When old family friends of the Richardsons attempt to adopt a Chinese-American baby, a custody battle erupts that dramatically divides the town–and puts Mia and Elena on opposing sides. Suspicious of Mia and her motives, Elena is determined to uncover the secrets in Mia’s past. But her obsession will come at unexpected and devastating costs.
My September Pick: I’ve never wanted to rescue a character as much as I wanted to rescue Lydia in Everything I Never Told You. Ng writes with the sort of spot-on poignancy reminiscent of Kazuo Ishiguro, and that’s something I will gladly surrender my dollar bills for.
Telling by the synopsis,Little Fires Everywhere seems just as provoking as her debut, and I love the fact that we have an author like Ng who takes risks with spotlighting narratives native to her own but isn’t afraid to branch out with plot-twists in her stories.
Lies She Told, Cate Holahan
Sometimes the truth is darker than fiction.

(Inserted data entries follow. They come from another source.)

Issue #18, opened 2023-12-13
Add UI popup for draw/discard pile


cheesefrycook:
## Feature Description

Adds a UI popup that shows all the cards in the draw or discard pile on click. It will show all the cards in a grid.

## Motivation

Currently there is no way for a player to view what is in the discard pile or draw pile.

## Concept art / Designs

![image](https://github.com/Saplings-Projects/1M_sub/assets/151570126/098c46a3-8ff6-4ce1-991e-ec8f2c264715)

## Acceptance Criteria

- Clicking the draw pile shows a grid of all the cards in the draw pile
- Clicking the discard pile shows a grid of all the cards in the discard pile
- Clicking the back button when on the UI popup will take you back into the game
- Each UI popup is scrollable
- You cannot interact with the game while the UI popup is on screen

## Proposed Solution

Use a GridContainer Control Node to lay out the cards. Use a ScrollContainer Control Node to provide scrolling functionality. Populate the container by creating an instance of CardWorld and providing CardBase data to `init_card()`. Clicking either the draw pile or discard pile button will create a new CardScrollUI popup scene. Pressing the back button in this scene will destroy the scene.

## Implementation Steps (Optional)

-Add CardScrollUI scene
-Initialize scene when draw/discard button is pressed
-Destroy scene when back button is pressed
-Populate scene with either draw pile or discard pile based on what button was clicked. Use the `CardPileUISetter` for this, and obtain the draw pile or discard pile via `CardManager.card_container.draw_pile`

## Additional Context

Depends on #17

Paper-2:
The order should be an arbitrary one, like card rarity, energy cost, or alphabetical order. I don't think the player will have fun knowing what cards they will get next.

Paper-2:
Also this issue should deal with making an UI for the player inventory, which is all the cards that the player has obtained.

Turtyo:
Yes it can be the same as the inventory, since  the only difference is where you call it from

cheesefrycook:
That’s a good point. Maybe this issue should include adding a “deck view” button which shows your whole deck?

Paper-2:
Yes, That's I meant by an inventory. I should of said " ... player has obtained in the current run." instead of just "... player has obtained."

cheesefrycook:
If you'd like to do that in this issue, you can just use `default_deck` from CardContainer

Turtyo:
[...]

PR #22, opened 2023-12-17
Add UI popup for draw/discard pile

Paper-2:
# Description

Adds a UI popup that shows all the cards in the draw or discard pile on click. It will show all the cards in a grid.

## Related issue(s)

https://github.com/Saplings-Projects/1M_sub/issues/18#issue-2038974793

## List of changes

- Adds a UI that shows the content of the discard/Draw Pile. 

- Adds Deck view


Turtyo:
Yup just like that. You can use `-` before items to list them btw. It's the default format in the template that you should have seen when creating the PR.

Paper-2 (commented):
Me when git

Paper-2 (commented):
I'm missing something for the card to appear. It would be nice if someone told me what that thing is.

UI/card_pile_ui.gd
```diff
@@ -0,0 +1,54 @@
+extends Control
+
+@onready var gridcontainer: GridContainer = $GridContainer
+@onready var parent_node = $".."
+
+#I wanted to use pure_card as card_scene is used in (https://github.com/Paper-2/1M_sub/blob/bc1048d2eddec7aa6205d1bc2be40c519858b40a/Cards/CardContainer.gd#L117-L125)
+@onready var pure_card: PackedScene
```
Turtyo, line 7: what is this var ?

UI/card_pile_ui.gd
```diff
@@ -0,0 +1,54 @@
...
+
+var discard_pile: Array[CardBase] = CardManager.card_container.discard_pile
+var draw_pile: Array[CardBase]    = CardManager.card_container.draw_pile
+var deck: Array[CardBase]         = CardManager.card_container.default_deck
+var cards_to_display: Array[CardBase]
```
Turtyo, line 12: maybe initialize it at `[]` ?

UI/card_pile_ui.gd
```diff
@@ -0,0 +1,54 @@
...
+
+
+# TODO bind esc to return to the game
+func _on_button_pressed():
```
Turtyo, line 16: think about adding typing:
`func _on_button_pressed() -> void:`

UI/card_pile_ui.gd
```diff
@@ -0,0 +1,54 @@
...
+	for card in cards_to_display:
+		var cardworld: CardWorld = CardWorld.new()
+
+		#var cardworld: CardWorld = pure_card.instantiate() This line also gives an error :WideFauna2:
+		print(card, cardworld)
+		
+		#Why doesn't this line work? I Keep getting the error Cannot call method 'add_child' on a null value.
+		#gridcontainer.add_child(cardworld)
+
+		$GridContainer.add_child(cardworld)
```
Turtyo, line 44: do you have a grid container node in the scene to begin with ?

UI/card_pile_ui.gd
```diff
@@ -0,0 +1,54 @@
...
+
+		#the card gets initialize yet its node doesn't show up in the screen
```
Turtyo, line 46: probably due to previous errors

Liza Jones has thirty days to write the thriller that could put her back on the bestseller list. In the meantime, she’s struggling to start a family with her husband, who is distracted by the disappearance of his best friend, Nick. With stresses weighing down in both her professional and her personal life, Liza escapes into writing her latest heroine.
Beth is a new mother who suspects her husband is cheating on her while she’s home alone providing for their newborn. Angry and betrayed, Beth sets out to catch him in the act and make him pay for shattering the illusion of their perfect life. But before she realizes it, she’s tossing the body of her husband’s mistress into the river.
Then the lines between fiction and reality begin to blur. Nick’s body is dragged from the Hudson and Liza’s husband is arrested for his murder. Before her deadline is up, Liza will have to face up to the truths about the people around her, including herself. If she doesn’t, the end of her heroine’s story could be the end of her own.
Thoughts: HOLY FUCKING SHIT THIS BOOK SOUNDS AWESOME. I don’t say this lightly, but Lies She Told sounds exactly like Gone Girl, if Amy Dunne were ever to put the pen to the pad and plot Nick’s death instead of her own. Holy shit, you guys. I was a bit tired of reading thrillers, but I’ll definitely be grabbing this one as an added extra.